The activity of the Vegfc/Vegfr3 signaling pathway is critical for the formation of lymphatic vessels from pre-existing vasculature (lymphangiogenesis). The first lymphatic endothelial precursor cells in the embryo bud from the dorsal walls of the cardinal veins under the control of Vegfc/Vegfr3 signaling. We previously performed a forward genetic screen for lymphatic mutants in zebrafish and identified collagen and calcium-binding EGF domains-1 (ccbe1) as indispensable for lymphangiogenesis. Ccbe1 acts at the same developmental stage as Vegfc/Vegfr3 signaling and the role of CCBE1 is highly conserved in mice and humans, with mutations in CCBE1 causing generalized lymphatic dysplasia and lymphedema (Hennekam Syndrome). Despite the importance of CCBE1 in lymphatic development and disease, the mechanism by which it acts has remained elusive.

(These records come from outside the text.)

Issue #1428, opened 2016-08-11
GET misp2.4.49.js - 404 Not Found


cristianbell:
_If you would like to report a bug, please fill the template bellow_
### Work environment

| Questions | Answers |
| --- | --- |
| Type of issue | Bug |
| OS version (server) | Debian, ubuntu, CentOS, RedHat, all |
| OS version (client) | all |
| PHP version | 5.4, 5.5, 5.6, 7.0, 7.1... |
| MISP version / git hash | 2.4.50, hash of the commit |
| Browser | If applicable |
### Expected behavior

Line 48 in /app/Controller/AppController.php :  private $__jsVersion = '2.4.49';
but the JS file is called 2.4.50, see /app/webroot/js/misp2.4.50.js 
### Steps to reproduce the behavior

Start the app. 
### Logs, screenshots, configuration dump, ...

GET misp2.4.49.js - 404 Not Found

cristianbell:
fixed by https://github.com/MISP/MISP/commit/80e1c61fb533298763ad84cb050060fe90707753

PR #1429, opened 2016-08-11
GET misp2.4.49.js - 404 Not Found #1428

cristianbell:
#### What does it do?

Here we show that ccbe1 genetically interacts with vegfc and vegfr3 in double and triple heterozygous mutant zebrafish. Furthermore, phenotypes driven by increased Vegfc/Vegfr3 signaling in the absence of Dll4 function are suppressed in ccbe1 mutant embryos further validating the capability of Ccbe1 to modulate Vegfc signaling outcomes. Finally, we optimized cross-reacting antibodies that detect the phosphorylated kinase domain of zebrafish Vegfr3. We demonstrate, using immunofluorescence of embryonic tissues and immunoprecipitation of whole embryo lysates, that normal Vegfr3 signaling during embryonic lymphangiogenesis requires ccbe1.
Taken together, these data identify Ccbe1 as a modulator of the Vegfc/Vegfr3 pathway in the developing embryo. Given theconservation of ccbe1 phenotypes from fish to man, we predict that this role is likely to be conserved.